B. Description of the Related Art
In a conventional metal oxide semiconductor field effect transistor (MOSFET), the gate electrode includes a lower layer of doped polysilicon and an upper layer of metal silicide, such as titanium silicide. The metal silicide layer is conventionally formed by the salicide process illustrated in FIGS. 1A-E. Field oxide regions 2 and gate oxide layer 3 are formed on a silicon substrate 1. A polysilicon layer 5 is then formed on the gate oxide layer 3, as illustrated in FIG. 1A. The polysilicon layer 5 and the gate oxide layer 3 are then patterned by conventional photolithography to form a lower gate electrode layer 5A and a gate oxide 3A. Lightly doped source and drain regions 7A, 9A are then implanted into the substrate 1, using the gate electrode layer 5A as a mask, as shown in FIG. 1B. A silicon oxide layer is then deposited over the lower gate electrode layer 5A and anisotropically etched to form sidewall spacers 11A and 11B. Heavily doped source and drain regions 7B, 9B are then implanted into the substrate 1 using the lower gate electrode layer 5A and the sidewall spacers 11A, 11B as a mask, as shown in FIG. 1C. A metal layer 13, such as a titanium layer, is then deposited on the polysilicon gate electrode layer 5A, the sidewall spacers 11A, 11B and the exposed doped silicon source 7B and drain regions 9B, as illustrated in FIG. 1D. The resulting device is then annealed to react the metal layer 13 with the exposed polysilicon lower gate electrode layer 5A to form an upper metal silicide gate electrode layer 15 on the lower polysilicon gate electrode layer 5A and metal silicide contact layers 17, 19 on the source 7B and drain regions 9B. The metal layer 13 does not substantially react with the oxide sidewall spacers 11A, 11B. The portions of the metal layer 13 remaining over the spacers 11A, 11B are removed by a selective etch, which does not remove the silicide layers 15, 17 and 19, as shown in FIG. 1E.

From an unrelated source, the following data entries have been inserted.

PR #740, opened 2026-04-03
Update playlist.php

slowm0e:
M3U parser ignoring #EXTINF titles in getPlaylistContents() #EXTINF and other standard M3U comment lines were being passed to MPD's lsinfo, returning no tags and displaying as "Unknown title" in the Edit Playlist view, and only showed MP3 adress in Playing. This also caused slowdown as MPD attempted to resolve each comment line as a stream. #EXTINF titles are now parsed and applied to the following URL entry. All other unrecognised # lines are skipped. No change to behaviour for song file playlists or radio stations.

### DIFF
--- a/www/command/playlist.php
+++ b/www/command/playlist.php
@@ -192,50 +192,60 @@ function getPlaylists() {
 }
 // Return playlist metadata and items
 function getPlaylistContents($plName) {
-	$plFile = MPD_PLAYLIST_ROOT . $plName . '.m3u';
-	$dbh = sqlConnect();
-	$sock = getMpdSock('command/playlist.php');
-
-	$genre = '';
-	$cover = 'default';
-	$items = array();
-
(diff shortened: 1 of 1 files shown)


moodeaudio:
The current playlist parser assumes an MPD style M3U file (just song file and station URI's) with the two additional custom moode header EXT's added for Genre and Cover.

Whats the usage scenario for m3u's with additional EXT tags?

slowm0e:
The use case is anyone creating an M3U playlist with standard #EXTINF titles — my specific case being podcast episode URLs where I wanted meaningful titles instead of raw URLs. But it would apply equally to anyone manually curating a playlist with custom titles for streams or any other HTTP content.
I can maintain my own patched playlist.php locally, but since this is standard M3U behaviour I figured others would eventually hit the same wall. The fix is small and doesn't affect existing song file playlists or radio stations at all.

The above described salicide process works well for wide gate electrodes. However, the present inventors have determined that when the salicide process is used to form narrow gate electrodes, for example gate electrodes having a width of less than 0.25 microns, such gate electrodes suffer from poor conductivity and poor contact resistance. Thus, it is desirable to improve the conductivity and contact resistance of a narrow gate electrode containing a lower polysilicon layer and an upper metal silicide layer.

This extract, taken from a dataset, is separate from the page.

PR #747, opened 2026-06-07
Add condition to check w_queue in waitWorker

HJKLMN:
Opening Configure from the main player UI and clicking any option (System, Renderers, Network, etc.) causes the browser to hang indefinitely. The page never loads. Navigating directly to the URL (e.g.  http://moode.local/sys-config.php ) works fine — the problem only occurs when clicking from the Configure modal while the player is active.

According to one preferred aspect of the present invention, there is provided a method of making a semiconductor device, comprising forming a polysilicon layer over a substrate, forming a metal layer on the polysilicon layer, annealing the metal layer and the polysilicon layer to form a metal silicide layer on the polysilicon layer, patterning the metal silicide layer, and patterning the polysilicon layer using the patterned metal silicide layer as a mask.

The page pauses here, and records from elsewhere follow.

PR #731, opened 2026-01-16
add (experimental) support for Sendspin Multiroom Audio Client Renderer

m-mrks:
First attempt to include Sendspin as renderer in moOde.

See the `setup_3rdparty_sendspin.txt` file for additional details on installing [sendspin-cli](https://github.com/Sendspin/sendspin-cli) in moOde; in short:

```bash
sudo pip install uv --break-system-packages
sudo uv tool install sendspin@4.0.0
```

To test via SSH if the Sendspin server can be reached; and desired audio device is available:

```bash
sudo /root/.local/share/uv/tools/sendspin/bin/sendspin --list-servers
sudo /root/.local/share/uv/tools/sendspin/bin/sendspin --list-audio-devices
```

Probably overlooked some basics, but am happy to learn / improve / collaborate :-)

PR #748, opened 2026-06-09
add dmix output mode option

m-mrks:
Add [dmix](https://www.alsa-project.org/alsa-doc/alsa-lib/pcm_plugins.html#pcm_plugins_dmix) plug type as ALSA audio output.

image


moodeaudio:
Whats the usage scenario where dmix would be useful?

m-mrks:
> Whats the usage scenario where dmix would be useful?

Allow multiple sources playing simultaneously without [device busy](https://github.com/moode-player/moode/pull/731#issuecomment-3978233999) errors.

moodeaudio:
That just explains what dmix can be used for.

Whats a real world scenario where users would have multiple music sources connected and mixed for playback?

PR #759, opened 2026-07-03
Playlist view: default icon for playlists without a custom cover

Gjuju:
What — Playlists with no user cover (#EXTIMG:default) now show a default music-list icon in both the Playlist view tiles and the Edit-playlist cover preview, instead of the generic default-playlist-cover.jpg placeholder (+ text-name overlay).

before :
default_cover

after :
moded_cover

Why — putPlaylistCover() always materialises a cover file for every playlist — the user upload (local) or a copy of default-playlist-cover.jpg (default). So the onerror fallback added in #755 never fires for a default playlist: the placeholder loads fine (HTTP 200) and the user sees it instead of a clear "no cover" state. This keys the icon off the cover == 'default' metadata directly. The onerror fallbacks are kept for the residual case (an imported playlist whose referenced local cover file is genuinely missing).

Changes — command/playlist.php: get_playlist_contents now returns the already-computed cover field (was omitted), so the Edit modal can branch on it. js/playerlib.js: render the icon directly when cover == 'default'; factor the markup into PL_COVER_ICON/PL_PREVIEW_ICON reused by the fallbacks.

Testing — Validated on a moode-nopi box: a default playlist shows the icon in both views; local-cover playlists still show their image.

### DIFF
--- a/www/command/playlist.php
+++ b/www/command/playlist.php
@@ -297,7 +297,7 @@ switch ($_GET['cmd']) {
 		break;
 	case 'get_playlist_contents':
 		$playlist = getPlaylistContents($_POST['path']);
-		$array = array('name' => $playlist['name'], 'genre' => $playlist['genre'], 'items' => $playlist['items']);
+		$array = array('name' => $playlist['name'], 'genre' => $playlist['genre'], 'cover' => $playlist['cover'], 'items' => $playlist['items']);
 		echo json_encode($array);
 		break;
 	default:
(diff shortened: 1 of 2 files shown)


moodeaudio:
I noticed that when testing. There actually is an existing default cover` images/default-playlist-cover.jpg` that was never used, probably because I ran out of time back then.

According to another preferred aspect of the present invention, there is provided a method of making a semiconductor device, comprising forming a polysilicon layer over a substrate, forming a metal layer on the polysilicon layer, annealing the metal layer and the polysilicon layer to form a metal silicide layer on the polysilicon layer, forming a photoresist layer on the metal silicide layer, exposing the photoresist layer to radiation, patterning the photoresist layer to form a photoresist etching mask having a first width, etching the metal silicide layer using the photoresist etching mask as a mask to form a patterned metal silicide layer having a second width less than the first width, and etching the polysilicon layer using the patterned metal silicide layer as a mask.
According to another preferred aspect of the present invention, there is provided a method of making a MOSFET, comprising forming a gate insulating layer on a substrate, forming a polysilicon layer on the gate insulating layer, forming a metal layer on the polysilicon layer prior to patterning the polysilicon layer, annealing the metal layer and the polysilicon layer to form a metal silicide layer on the polysilicon layer, forming a photoresist layer on the metal silicide layer, exposing the photoresist layer to radiation, patterning the photoresist layer to form a photoresist etching mask having a first width, patterning the metal silicide layer using the photoresist etching mask as a mask to form an upper layer of a gate electrode, patterning the polysilicon layer using the patterned metal silicide layer as a mask to form a lower gate electrode layer, doping the substrate to form first doped source and drain regions having a first doping concentration using the gate electrode as a mask, and forming conductive contacts on the first doped source and drain regions.